Only the lines from the top of the data through the one with "we could do." are to be written out, each exactly as it stands.

*** Opening Data listing ***

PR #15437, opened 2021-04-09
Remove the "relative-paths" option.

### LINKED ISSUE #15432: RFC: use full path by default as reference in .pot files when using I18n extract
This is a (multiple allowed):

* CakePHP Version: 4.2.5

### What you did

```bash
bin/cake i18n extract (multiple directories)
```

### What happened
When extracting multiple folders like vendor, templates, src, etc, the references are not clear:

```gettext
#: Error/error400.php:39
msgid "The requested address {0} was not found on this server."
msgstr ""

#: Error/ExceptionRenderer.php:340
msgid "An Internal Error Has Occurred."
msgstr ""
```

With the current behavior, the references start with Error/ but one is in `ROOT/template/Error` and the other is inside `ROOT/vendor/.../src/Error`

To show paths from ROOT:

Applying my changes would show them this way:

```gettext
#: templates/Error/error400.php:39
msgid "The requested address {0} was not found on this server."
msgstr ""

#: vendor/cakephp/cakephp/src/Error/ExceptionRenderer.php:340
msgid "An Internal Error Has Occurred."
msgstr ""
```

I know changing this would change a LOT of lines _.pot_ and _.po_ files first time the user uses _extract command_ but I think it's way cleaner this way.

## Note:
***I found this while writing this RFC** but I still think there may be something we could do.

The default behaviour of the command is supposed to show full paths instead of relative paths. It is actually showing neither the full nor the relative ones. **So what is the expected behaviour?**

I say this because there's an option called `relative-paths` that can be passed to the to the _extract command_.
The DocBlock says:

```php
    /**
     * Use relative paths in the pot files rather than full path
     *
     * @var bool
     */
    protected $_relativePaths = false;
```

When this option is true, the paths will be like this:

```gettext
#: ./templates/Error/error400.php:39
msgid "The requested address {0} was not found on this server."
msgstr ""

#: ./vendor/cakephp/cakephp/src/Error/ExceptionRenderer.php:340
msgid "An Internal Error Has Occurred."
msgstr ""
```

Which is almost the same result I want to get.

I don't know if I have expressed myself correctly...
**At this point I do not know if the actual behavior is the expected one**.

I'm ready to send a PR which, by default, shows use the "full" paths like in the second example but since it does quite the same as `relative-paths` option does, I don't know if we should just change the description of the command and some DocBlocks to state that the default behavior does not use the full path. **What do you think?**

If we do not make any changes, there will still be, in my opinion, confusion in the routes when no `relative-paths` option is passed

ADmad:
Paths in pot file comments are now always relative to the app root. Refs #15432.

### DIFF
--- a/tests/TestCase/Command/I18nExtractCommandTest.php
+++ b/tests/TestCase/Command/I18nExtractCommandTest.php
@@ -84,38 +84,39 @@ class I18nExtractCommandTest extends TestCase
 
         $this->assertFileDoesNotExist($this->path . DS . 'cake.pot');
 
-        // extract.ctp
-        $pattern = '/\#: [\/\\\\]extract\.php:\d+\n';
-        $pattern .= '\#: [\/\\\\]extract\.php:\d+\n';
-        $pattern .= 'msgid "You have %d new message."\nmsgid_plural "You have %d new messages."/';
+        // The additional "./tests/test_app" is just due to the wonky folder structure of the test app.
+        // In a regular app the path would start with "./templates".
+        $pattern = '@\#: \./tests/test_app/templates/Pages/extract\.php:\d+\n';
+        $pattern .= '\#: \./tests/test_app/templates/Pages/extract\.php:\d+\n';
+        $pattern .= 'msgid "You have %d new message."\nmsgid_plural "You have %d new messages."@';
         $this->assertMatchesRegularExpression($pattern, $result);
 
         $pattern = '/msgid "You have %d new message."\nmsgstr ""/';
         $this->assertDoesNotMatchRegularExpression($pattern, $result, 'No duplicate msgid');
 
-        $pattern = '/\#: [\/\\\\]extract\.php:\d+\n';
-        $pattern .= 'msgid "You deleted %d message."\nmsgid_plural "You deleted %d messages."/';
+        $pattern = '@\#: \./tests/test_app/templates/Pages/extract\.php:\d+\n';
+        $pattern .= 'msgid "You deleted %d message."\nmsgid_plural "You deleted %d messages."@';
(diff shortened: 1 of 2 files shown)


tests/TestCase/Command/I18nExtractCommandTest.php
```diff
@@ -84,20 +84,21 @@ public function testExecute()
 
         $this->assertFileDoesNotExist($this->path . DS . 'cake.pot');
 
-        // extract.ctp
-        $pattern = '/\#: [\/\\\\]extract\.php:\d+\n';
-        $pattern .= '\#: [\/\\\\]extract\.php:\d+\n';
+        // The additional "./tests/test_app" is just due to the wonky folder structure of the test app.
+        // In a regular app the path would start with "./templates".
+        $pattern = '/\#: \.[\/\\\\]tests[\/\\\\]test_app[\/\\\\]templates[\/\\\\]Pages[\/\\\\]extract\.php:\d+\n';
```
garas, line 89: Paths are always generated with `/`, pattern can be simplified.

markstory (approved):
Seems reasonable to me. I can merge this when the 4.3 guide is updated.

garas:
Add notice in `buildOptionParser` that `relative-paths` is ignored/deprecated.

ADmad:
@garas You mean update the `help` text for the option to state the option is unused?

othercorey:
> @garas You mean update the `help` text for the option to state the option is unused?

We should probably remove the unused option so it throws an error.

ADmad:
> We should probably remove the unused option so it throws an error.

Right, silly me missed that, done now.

*** Closing Data listing ***

◆ **Finished task**
PR #15437, opened 2021-04-09
Remove the "relative-paths" option.

### LINKED ISSUE #15432: RFC: use full path by default as reference in .pot files when using I18n extract
This is a (multiple allowed):

* CakePHP Version: 4.2.5

### What you did

```bash
bin/cake i18n extract (multiple directories)
```

### What happened
When extracting multiple folders like vendor, templates, src, etc, the references are not clear:

```gettext
#: Error/error400.php:39
msgid "The requested address {0} was not found on this server."
msgstr ""

#: Error/ExceptionRenderer.php:340
msgid "An Internal Error Has Occurred."
msgstr ""
```

With the current behavior, the references start with Error/ but one is in `ROOT/template/Error` and the other is inside `ROOT/vendor/.../src/Error`

To show paths from ROOT:

Applying my changes would show them this way:

```gettext
#: templates/Error/error400.php:39
msgid "The requested address {0} was not found on this server."
msgstr ""

#: vendor/cakephp/cakephp/src/Error/ExceptionRenderer.php:340
msgid "An Internal Error Has Occurred."
msgstr ""
```

I know changing this would change a LOT of lines _.pot_ and _.po_ files first time the user uses _extract command_ but I think it's way cleaner this way.

## Note:
***I found this while writing this RFC** but I still think there may be something we could do.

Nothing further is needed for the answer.